Predicting preferences.
WHAT THE APPROACHES ARE
Content-based: similarity between items
Collaborative: patterns across users
Hybrid
WHAT MATRIX FACTORISATION DOES
Represents users and items as vectors whose product predicts preference.
WHAT THAT PROVIDES
Learning from interaction patterns without describing items.
WHAT IMPLICIT FEEDBACK IS
Behaviour rather than ratings: views, purchases, time spent.
WHY IT DOMINATES PRACTICE
Explicit ratings are rare, and behaviour is abundant.
WHAT MAKES IT DIFFICULT
Absence of interaction does not mean dislike.
WHAT THAT REQUIRES
Treating unobserved items as unknown rather than negative.

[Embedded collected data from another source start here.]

Issue #2107, opened 2024-10-18
`ScalaVersion` rejects Scala 2 nightlies


SethTisue:
I'm trying to build and test more of Scalafix in the Scala 2 community build, but I keep hitting this:

```
[scalafix-rules] [info]   java.lang.Exception: 2.13.16-bin-ce78754 not a valid Scala Version.
[scalafix-rules] [info]   at scalafix.internal.config.ScalaVersion$.from(ScalaVersion.scala:138)
```

could the check be relaxed to allow nightlies?

(doc on nightlies: https://docs.scala-lang.org/overviews/core/nightlies.html)

SethTisue:
context is https://github.com/scala/community-build/pull/1723 fyi @xuwei-k

PR #2109, opened 2024-10-22
don't reject Scala 2 nightlies for community build

bjaglin:
Closes https://github.com/scalacenter/scalafix/issues/2107


bjaglin:
@SethTisue is that enough to get you further?

SethTisue (approved):
yes, I tried this in a local run and that gets me unstuck, thank you!

PR #36181, opened 2023-11-28
Static Embedding Modal redesign

deniskaber:
Part of a milestone 5 from https://github.com/metabase/metabase/issues/35961

### Description

First redesign iteration for Static embed setup Modal - https://www.figma.com/file/6cHI5jaztfjDYvEXEhy9uE/Setup-flow-for-static%2Fpublic-embedding-%26-embedding-feature-discoverability?type=design&node-id=129-1873&mode=dev

### How to verify

Prerequisite:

WHAT THE COLD START PROBLEM IS
No history for a new user or item.
WHAT ADDRESSES IT
Content features, popularity, or asking directly.
WHAT TO EVALUATE WITH
Ranking metrics, not error metrics.
WHY
What matters is what appears at the top, not predicted values.
WHAT TO MEASURE BEYOND ACCURACY
Coverage, diversity, and novelty.
WHY
A system recommending only popular items scores well and serves nobody.
WHAT TO TEST ONLINE
Everything, since offline evaluation cannot see responses to unseen recommendations.